Supplied data:
=-=-=
PR #5560, opened 2021-09-13
polish: remove unused eslint-disable

Josh-Cena:
## Motivation

Unused `eslint-disable` not only adds excess noise but also hides away future errors. Also a lot of the rules were simply disabled globally through `.eslintrc.js`, so the in-line disables are of no use.

We should enforce this by adding
```
eslint --cache "**/*.{js,jsx,ts,tsx} --report-unused-disable-directives
```
to the CI

Yes


slorber:
Thanks 👍

PR #5561, opened 2021-09-13
refactor(plugin-google-gtag, plugin-google-analytics): migrate packages to TS

Josh-Cena:
## Motivation

More migration, also provided typings to their `ThemeConfig` fields.

Hopefully this makes refactoring the `themeConfig` options to plugin options more convenient

Yes

### DIFF
--- a/packages/docusaurus-plugin-google-analytics/src/analytics.ts
+++ b/packages/docusaurus-plugin-google-analytics/src/analytics.ts
@@ -13,7 +13,7 @@ export default (function () {
   }
 
   return {
-    onRouteUpdate({location}) {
=-=-=
Exercise instructions:
Only lines that contain "this" are needed, so copy each of them from the data.

Completed exercise:
We should enforce this by adding
Hopefully this makes refactoring the `themeConfig` options to plugin options more convenient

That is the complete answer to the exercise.